Deception Eight: Social Security misleads people into not saving. This, too, is false. The Los Angeles Times of February 8, 1995 said the maximum payment to someone retiring at age 65 that year was $1,199 per month. Even if that has increased somewhat since then, it is hardly enough for a person with medical, housing, food, transportation and other costs. Most people know in advance that they will need more income than is to be provided by Social Security when they retire and if able to do so, save accordingly.
The Congress in 1994 started taxing Social Security benefits (up to 50 percent) if their adjusted gross income (including interest and dividends from savings) is between $25,000 and $34,000 for single taxpayers and $32,000 and $44,000 for couples filing jointly. If their incomes are over $14,000 (single) or $44,000 (couple) the taxes are on 85% of their Social Security benefits. In other words, the government is saying, "If you save too much we will take at least part of it away." It is not the Social Security system that discourages savings, but Congressionally generated taxes on the income brought about by savings.
The $292 to $300 billion a year paid to Social Security recipients greatly aide the economy, not only because of its consumer purchasing power, but because each dollar in benefits generates up to four dollars of economic activity. Moreover, if working children had to pay out of pocket for their parents` medical bills or other expenses, it would be a greater burden on them than the present Social Security tax spread over many years.
Finally, it is to be remembered that members of Congress who attack the Social Security system are hypocritical in that they themselves participate in a pension system that provides far more when they retire than any Social Security recipient receives and on average more than private sector employees can expect to get. "For example, members retiring at age 60 with 30 years of service would get $99,175 a year; in the private sector it would be $56,220. Frequently they are also employed by private interests at much higher salaries as lobbyists" when they leave Congress. (Wall Street Journal, January 26, 1995)
Former House Speaker Thomas Foley, who received a salary of $171,000as Speaker, after leaving office received a pension of about $124,000 a year and also was a lobbyist paid by a law firm. Some Senators got "pension of $78,000" or more. Because benefits grow with length of service, the system discourages term limits and reduces a concern for such limits. (Ibid.)
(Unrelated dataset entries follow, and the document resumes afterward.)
PR #2786, opened 2023-03-20
update pucm to patch clusters that had their public IPs removed manually

tony-schndr:

Fixes https://issues.redhat.com/browse/ARO-2024

This PR adds a new maintenance task to PUCM so that the OutboundType for clusters that have had their public IP manually removed can be updated to UserDefinedRouting.  We have a list of all clusters that have had their public IP removed and will manually patch each one.

### Test plan for issue:

Added unit tests and tested the patch on a cluster.

No

### DIFF
--- a/pkg/api/admin/openshiftcluster_validatestatic.go
+++ b/pkg/api/admin/openshiftcluster_validatestatic.go
@@ -29,7 +29,7 @@ func (sv openShiftClusterStaticValidator) validateDelta(oc, current *OpenShiftCl
 		return api.NewCloudError(http.StatusBadRequest, api.CloudErrorCodePropertyChangeNotAllowed, err.Target, err.Message)
 	}
 
-	if !(oc.Properties.MaintenanceTask == "" || oc.Properties.MaintenanceTask == MaintenanceTaskEverything || oc.Properties.MaintenanceTask == MaintenanceTaskOperator || oc.Properties.MaintenanceTask == MaintenanceTaskRenewCerts) {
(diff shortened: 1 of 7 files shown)


pkg/api/admin/openshiftcluster_validatestatic.go
```diff
@@ -29,7 +29,7 @@ func (sv openShiftClusterStaticValidator) validateDelta(oc, current *OpenShiftCl
 		return api.NewCloudError(http.StatusBadRequest, api.CloudErrorCodePropertyChangeNotAllowed, err.Target, err.Message)
 	}
 
-	if !(oc.Properties.MaintenanceTask == "" || oc.Properties.MaintenanceTask == MaintenanceTaskEverything || oc.Properties.MaintenanceTask == MaintenanceTaskOperator || oc.Properties.MaintenanceTask == MaintenanceTaskRenewCerts) {
+	if !(oc.Properties.MaintenanceTask == "" || oc.Properties.MaintenanceTask == MaintenanceTaskEverything || oc.Properties.MaintenanceTask == MaintenanceTaskOperator || oc.Properties.MaintenanceTask == MaintenanceTaskRenewCerts || oc.Properties.MaintenanceTask == MaintenanceTaskPatchUserDefinedRouting) {
```
jaitaiwan, line 32: I think this would look better as a switch statement:
```
switch oc.Properties.MaintenanceTask {
  case "",
  MaintenanceTaskEverything,
  MaintenanceTaskOperator
  ...:
}
```

jaitaiwan (changes requested):
This PR looks good to me! I just had one suggestion for some code aesthetics :)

For all federal employees, unfunded pension liabilities were $870 billion in 1995 and if military retirees are included, the money promised, but not then available was $1,495,000,000,000 in 1995. Yet this, unlike the well-funded Social Security system, is never publicly discussed.
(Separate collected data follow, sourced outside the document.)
PR #2787, opened 2023-03-21
Pin the Azure SDK version so it doesn't try and get the version without preview SDKs

hawkowl:

fixes local dev (running go mod tidy)

pins it to the version so go mod will *actually* get that version

### Test plan for issue:
it no longer fails locally

n/a


hawkowl:
Don't need this now

PR #2789, opened 2023-03-22
Move CI/dev tool usage to use go run pkg@version to reduce the number of vendored dependencies

hawkowl:

Fixes my local dev environment because go mod tidy breaks

This:
- Removes some dev/tool only dependencies and replaces them with `go run pkg@version` invocations. This removes a large amount of dependencies that clutter up our vendor folder.
- Fixes one or two little imports that include more than they need
-  Updates one or two dependencies that don't have valid downloads anymore for unknown reasons

### Test plan for issue:

CI

N/A


facchettos (approved):
I love the idea. Question: does that mean that we are now dependent on github being up and running to run the CI? Wouldn't be compiling these deps into a container possible (because running on azure infra maybe not?)? If not I'm all in for your solution

facchettos:
for things like go-mock and similar things I'd rather have it in a dockerfile instead of compiling it everytime (since we could run those on github actions and it would be less restrictive)

hawkowl:
@facchettos It uses the go module cache, so it should ideally be not too flaky :)

PR #2793, opened 2023-03-22
temporarily serving the health probe on 80 to allow us to update lb

facchettos:
when moving the probe to a different port, we might be facing a short service outage on the gateway if not for this PR. The move to the new probe should be done in 2 steps, step 1 deploying the vmss which serves the 2 health probes and then change the probe to the new port. 

Fixes


facchettos:
superseeded by https://github.com/Azure/ARO-RP/pull/2801

PR #2794, opened 2023-03-22
Add crt to ARO Docker container for AME Root

cloudfit-nick:
Add AME Root the ARO RP Docker Container

The AppLens endpoint is using an AME Root cert so the CA needs to be added to the container so that Go will not reject the endpoint.

ARO-2612


Dockerfile.aro
```diff
@@ -1,6 +1,7 @@
 ARG REGISTRY
 FROM ${REGISTRY}/ubi8/ubi-minimal
 RUN microdnf update && microdnf clean all
+RUN curl -o /etc/pki/ca-trust/source/anchors/AMEROOT_ameroot.crt http://crl.microsoft.com/pkiinfra/certs/AMEROOT_ameroot.crt && update-ca-trust
```
petrkotas, line 4: How do we know this is the correct certificate? I see it is over http and it is public. Shoud it be?

cloudfit-nick: That is a good question, I also was surprised it was not over https.  I will look into it more.

weinong: the thumbprint is verified in Readme.md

The Social Security system should not only be maintained, but should be separated from the general federal budget into a trust fund, as originally intended when legislated by Congress. It is an essential safety net for most American families. It also helps sustain the total American economy in the periodic recession and depression years in which stocks and other private investments fall in value. It is therefore an important ethical contribution to our complex society as well as to millions of our follow citizens.